== What you will do ==
Go through the records below and report each line with "changes" in it.

== Supplied records ==
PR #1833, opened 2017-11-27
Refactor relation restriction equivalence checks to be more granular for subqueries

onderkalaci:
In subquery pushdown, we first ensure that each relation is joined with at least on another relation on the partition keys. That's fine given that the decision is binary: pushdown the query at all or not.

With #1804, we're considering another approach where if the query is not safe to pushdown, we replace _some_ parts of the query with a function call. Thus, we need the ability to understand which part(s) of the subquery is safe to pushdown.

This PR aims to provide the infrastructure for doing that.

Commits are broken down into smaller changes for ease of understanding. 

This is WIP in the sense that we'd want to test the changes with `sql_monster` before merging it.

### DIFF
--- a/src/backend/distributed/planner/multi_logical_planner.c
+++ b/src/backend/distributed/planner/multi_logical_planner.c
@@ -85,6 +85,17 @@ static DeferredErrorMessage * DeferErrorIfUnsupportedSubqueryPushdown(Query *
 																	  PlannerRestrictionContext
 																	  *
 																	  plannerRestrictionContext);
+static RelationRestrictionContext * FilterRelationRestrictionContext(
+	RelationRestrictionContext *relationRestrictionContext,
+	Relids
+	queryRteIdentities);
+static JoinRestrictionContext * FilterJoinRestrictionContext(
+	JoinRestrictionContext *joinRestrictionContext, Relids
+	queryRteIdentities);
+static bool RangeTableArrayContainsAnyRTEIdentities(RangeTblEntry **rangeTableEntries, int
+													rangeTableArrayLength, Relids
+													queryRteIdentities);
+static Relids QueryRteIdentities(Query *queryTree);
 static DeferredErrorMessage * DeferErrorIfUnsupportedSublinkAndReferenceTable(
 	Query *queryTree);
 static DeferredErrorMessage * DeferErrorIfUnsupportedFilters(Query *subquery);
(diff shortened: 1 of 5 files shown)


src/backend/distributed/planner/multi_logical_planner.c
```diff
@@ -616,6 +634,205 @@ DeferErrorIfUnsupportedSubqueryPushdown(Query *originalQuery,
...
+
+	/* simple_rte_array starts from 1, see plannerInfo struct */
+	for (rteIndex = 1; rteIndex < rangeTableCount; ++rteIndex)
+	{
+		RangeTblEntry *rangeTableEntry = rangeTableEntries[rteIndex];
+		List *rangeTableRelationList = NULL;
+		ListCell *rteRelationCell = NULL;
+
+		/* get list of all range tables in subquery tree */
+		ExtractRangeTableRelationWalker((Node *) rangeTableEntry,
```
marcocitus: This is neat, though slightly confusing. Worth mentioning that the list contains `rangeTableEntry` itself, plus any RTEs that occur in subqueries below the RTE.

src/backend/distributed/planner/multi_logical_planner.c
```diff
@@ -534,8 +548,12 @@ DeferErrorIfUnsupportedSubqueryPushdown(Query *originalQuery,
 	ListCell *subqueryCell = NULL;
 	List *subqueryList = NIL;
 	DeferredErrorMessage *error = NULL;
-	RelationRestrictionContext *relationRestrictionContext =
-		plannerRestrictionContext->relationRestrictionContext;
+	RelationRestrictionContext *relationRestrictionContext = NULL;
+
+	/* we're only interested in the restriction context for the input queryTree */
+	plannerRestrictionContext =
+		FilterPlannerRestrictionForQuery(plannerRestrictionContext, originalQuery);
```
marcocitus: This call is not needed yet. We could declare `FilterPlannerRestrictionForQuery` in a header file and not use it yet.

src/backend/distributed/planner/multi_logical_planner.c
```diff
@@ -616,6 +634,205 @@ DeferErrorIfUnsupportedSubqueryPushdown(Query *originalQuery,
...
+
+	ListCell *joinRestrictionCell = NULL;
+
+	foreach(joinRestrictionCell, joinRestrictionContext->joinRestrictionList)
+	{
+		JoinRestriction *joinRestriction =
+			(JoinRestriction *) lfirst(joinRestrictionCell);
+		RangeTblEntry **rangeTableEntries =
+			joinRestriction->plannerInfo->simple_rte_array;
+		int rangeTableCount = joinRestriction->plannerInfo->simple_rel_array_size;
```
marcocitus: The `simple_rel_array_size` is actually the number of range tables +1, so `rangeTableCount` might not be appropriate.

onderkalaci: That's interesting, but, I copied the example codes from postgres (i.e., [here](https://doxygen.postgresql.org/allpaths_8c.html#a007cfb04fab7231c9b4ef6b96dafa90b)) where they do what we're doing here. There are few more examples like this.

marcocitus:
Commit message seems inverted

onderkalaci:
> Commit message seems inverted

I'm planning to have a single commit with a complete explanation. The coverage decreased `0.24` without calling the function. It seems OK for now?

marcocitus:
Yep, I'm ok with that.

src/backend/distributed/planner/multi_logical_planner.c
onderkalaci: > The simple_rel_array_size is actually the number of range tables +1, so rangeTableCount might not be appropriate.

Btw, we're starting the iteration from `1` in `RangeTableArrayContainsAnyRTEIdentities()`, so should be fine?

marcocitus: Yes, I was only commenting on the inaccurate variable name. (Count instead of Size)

---

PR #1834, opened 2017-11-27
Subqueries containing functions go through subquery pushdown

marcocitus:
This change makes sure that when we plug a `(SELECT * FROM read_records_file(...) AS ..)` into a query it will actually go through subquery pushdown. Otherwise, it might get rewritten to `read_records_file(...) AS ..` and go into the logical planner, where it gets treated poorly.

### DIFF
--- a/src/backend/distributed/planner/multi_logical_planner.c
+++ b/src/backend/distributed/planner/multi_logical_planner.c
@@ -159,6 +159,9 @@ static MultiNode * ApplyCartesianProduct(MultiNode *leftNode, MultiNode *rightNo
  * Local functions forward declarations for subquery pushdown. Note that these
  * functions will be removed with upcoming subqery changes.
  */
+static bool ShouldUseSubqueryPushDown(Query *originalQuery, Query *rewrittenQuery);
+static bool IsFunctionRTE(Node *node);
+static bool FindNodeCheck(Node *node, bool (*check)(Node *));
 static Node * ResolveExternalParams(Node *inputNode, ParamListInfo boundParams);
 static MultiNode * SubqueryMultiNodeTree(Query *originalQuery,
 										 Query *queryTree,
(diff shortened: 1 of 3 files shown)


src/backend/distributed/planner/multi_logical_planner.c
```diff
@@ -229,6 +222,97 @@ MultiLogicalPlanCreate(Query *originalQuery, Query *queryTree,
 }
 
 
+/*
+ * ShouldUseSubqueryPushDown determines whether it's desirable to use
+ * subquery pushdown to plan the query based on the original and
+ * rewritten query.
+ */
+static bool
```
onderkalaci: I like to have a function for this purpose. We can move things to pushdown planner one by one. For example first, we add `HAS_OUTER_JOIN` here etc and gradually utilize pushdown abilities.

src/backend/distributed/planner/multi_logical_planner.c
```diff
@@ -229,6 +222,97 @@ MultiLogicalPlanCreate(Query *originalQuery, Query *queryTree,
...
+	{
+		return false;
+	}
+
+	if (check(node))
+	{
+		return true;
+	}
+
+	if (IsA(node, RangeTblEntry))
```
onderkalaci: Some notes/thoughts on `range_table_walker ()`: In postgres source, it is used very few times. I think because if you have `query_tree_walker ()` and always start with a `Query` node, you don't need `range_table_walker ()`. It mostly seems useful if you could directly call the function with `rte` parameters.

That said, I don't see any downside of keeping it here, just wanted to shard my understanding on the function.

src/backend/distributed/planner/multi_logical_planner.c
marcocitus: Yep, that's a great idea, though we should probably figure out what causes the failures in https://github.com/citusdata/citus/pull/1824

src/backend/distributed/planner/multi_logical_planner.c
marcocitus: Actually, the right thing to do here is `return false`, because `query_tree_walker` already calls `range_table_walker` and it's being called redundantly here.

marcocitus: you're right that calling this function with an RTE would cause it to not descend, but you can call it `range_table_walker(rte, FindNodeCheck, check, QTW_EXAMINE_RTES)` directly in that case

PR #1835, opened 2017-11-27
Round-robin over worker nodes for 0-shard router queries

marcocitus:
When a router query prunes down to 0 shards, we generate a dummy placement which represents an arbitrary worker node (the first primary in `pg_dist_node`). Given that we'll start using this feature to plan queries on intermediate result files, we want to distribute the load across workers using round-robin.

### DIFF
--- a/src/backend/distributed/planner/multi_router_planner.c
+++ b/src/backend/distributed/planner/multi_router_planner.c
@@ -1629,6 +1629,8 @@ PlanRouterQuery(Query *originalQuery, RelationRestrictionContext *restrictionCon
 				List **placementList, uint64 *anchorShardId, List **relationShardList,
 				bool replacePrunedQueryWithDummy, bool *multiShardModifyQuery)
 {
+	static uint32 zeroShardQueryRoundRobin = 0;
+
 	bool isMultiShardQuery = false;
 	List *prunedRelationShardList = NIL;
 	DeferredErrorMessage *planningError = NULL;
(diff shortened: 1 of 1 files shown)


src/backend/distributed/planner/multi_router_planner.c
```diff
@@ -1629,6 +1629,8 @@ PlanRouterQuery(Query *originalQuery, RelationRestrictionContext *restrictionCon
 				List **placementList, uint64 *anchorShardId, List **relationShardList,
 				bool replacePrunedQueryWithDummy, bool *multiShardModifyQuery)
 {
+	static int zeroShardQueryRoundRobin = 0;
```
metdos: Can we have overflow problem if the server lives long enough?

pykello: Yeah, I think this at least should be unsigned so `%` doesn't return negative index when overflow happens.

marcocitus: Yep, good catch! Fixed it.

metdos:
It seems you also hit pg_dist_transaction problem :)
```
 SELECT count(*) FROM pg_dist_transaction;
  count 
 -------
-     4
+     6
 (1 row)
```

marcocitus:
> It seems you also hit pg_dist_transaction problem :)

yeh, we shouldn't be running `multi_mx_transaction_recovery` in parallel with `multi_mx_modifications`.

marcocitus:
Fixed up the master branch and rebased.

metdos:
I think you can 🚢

--

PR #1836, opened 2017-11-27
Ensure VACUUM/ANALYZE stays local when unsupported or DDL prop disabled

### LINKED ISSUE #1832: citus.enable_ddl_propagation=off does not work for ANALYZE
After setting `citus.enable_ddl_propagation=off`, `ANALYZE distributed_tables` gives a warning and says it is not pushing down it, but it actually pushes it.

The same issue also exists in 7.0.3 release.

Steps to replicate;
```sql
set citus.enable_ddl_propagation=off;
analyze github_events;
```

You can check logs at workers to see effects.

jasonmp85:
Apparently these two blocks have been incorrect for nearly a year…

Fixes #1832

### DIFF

== Output ==
Commits are broken down into smaller changes for ease of understanding. 
This is WIP in the sense that we'd want to test the changes with `sql_monster` before merging it.
  * functions will be removed with upcoming subqery changes.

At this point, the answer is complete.